I'm not positive of the best way to be compatible with 2.x and 3.x with a single source easily, as neither unicode nor basestring is in 3.  Perhaps just defining a dummy unicode class in Py 3 and then always checking either str or unicode.  Or perhaps more cleanly, just separating out the classes that need to care into separate modules that are imported into the uno wrapper namespace appropriately.

But even without an immediately solution for Py3, I'd think that if given the choice at the moment, of the two, compatibility with the included Python 2.6.1 interpreter should be given preference.

-- David
Comment 1 Michael Stahl (CIB) 2012-03-05 10:23:49 UTC
Created attachment 58037 [details]
patch should work both with Python 2 and 3
Comment 2 Michael Stahl (CIB) 2012-03-05 10:28:40 UTC
hi David,

thanks for your patch, but it seems to me that it would break Python 3,
because that has no "unicode" type.

i've tried to change it in a way that it works with both Python 2 and 3,
see attachment.

tested with a little program on the bundled Python 2 (but i think
my program never used the broken features since it worked before);
please tell me if this fixes the problem for you.
Comment 3 David Bolen 2012-03-05 10:42:00 UTC
Yes, agreed, as submitted the patch just reverted to LO 3.4.5 behavior but wasn't compatible with Python 3.

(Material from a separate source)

PR #4696, opened 2025-09-08
fix: clamp days to generate

GingerSnap-xx:
We did not check if it is 0 or lower so the default 0 value in the UI was passing the None check.

Also this adds a business that's operating in a historic house that has a residential address so we can have a valid Id in the repo but its not violating anyone's PII (as far as I can tell)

With respect to the new patch, it is a little more permissive under Python 2 than LO 3.4.5 was, in that it will let non-unicode strings through Char's constructor whereas before it wouldn't.  Not sure how big a deal that is since the extension module re-checks.

Actually, having been poking at the source since opening this issue, given the
checks occurring within the extension module, it's not entirely clear to me why
the type checking in needed in the uno.py wrapper in the first place.  It seems
like PyChar2Unicode (in pyuno_type.cxx) is doing exactly the same checks in C, so another alternative would be to just remove the assertion entirely.

-- David
Comment 4 David Bolen 2012-03-05 11:59:30 UTC
Created attachment 58044 [details]
Updated Python 3 compatible patch

I did some testing with the second patch (and with no checks at all) and found I can pass through regular (non-Unicode) strings in Python 2 without the errors I expected, and the internal "value" field remains a "str", so I'm not exactly sure what is happening at the uno C++ layer without further investigation.

It's probably more conservative to keep the same type checks (enforce only unicode on construction) for now as existed in 3.4.5.

The attached patch leaves the checks the same as in 3.4.5/3.5.0, but is Python 3 compatible by aliasing unicode to str in that case.  (It's essentially the same
as my first patch but with the unicode definition)

-- David
Comment 5 Not Assigned 2012-03-07 02:21:12 UTC
David Bolen committed a patch related to this issue.
It has been pushed to "master":

http://cgit.freedesktop.org/libreoffice/core/commit/?id=4634cbc237239da771e0f6a81f78171ecec726ba

fdo#46859: adapt string type checks to work with both Python 2 and 3
Comment 6 Björn Michaelsen 2012-03-11 06:17:43 UTC
@mst: The commit suggests this is RESOLVED/FIXED, please update if that is not a misconception.
Comment 7 Not Assigned 2012-03-12 06:51:52 UTC
David Bolen committed a patch related to this issue.
It has been pushed to "libreoffice-3-5":

http://cgit.freedesktop.org/libreoffice/core/commit/?id=fc290187f08981c734d1f2d3f6649c94e3ac6f99&g=libreoffice-3-5

fdo#46859: adapt string type checks to work with both Python 2 and 3


It will be available in LibreOffice 3.5.2.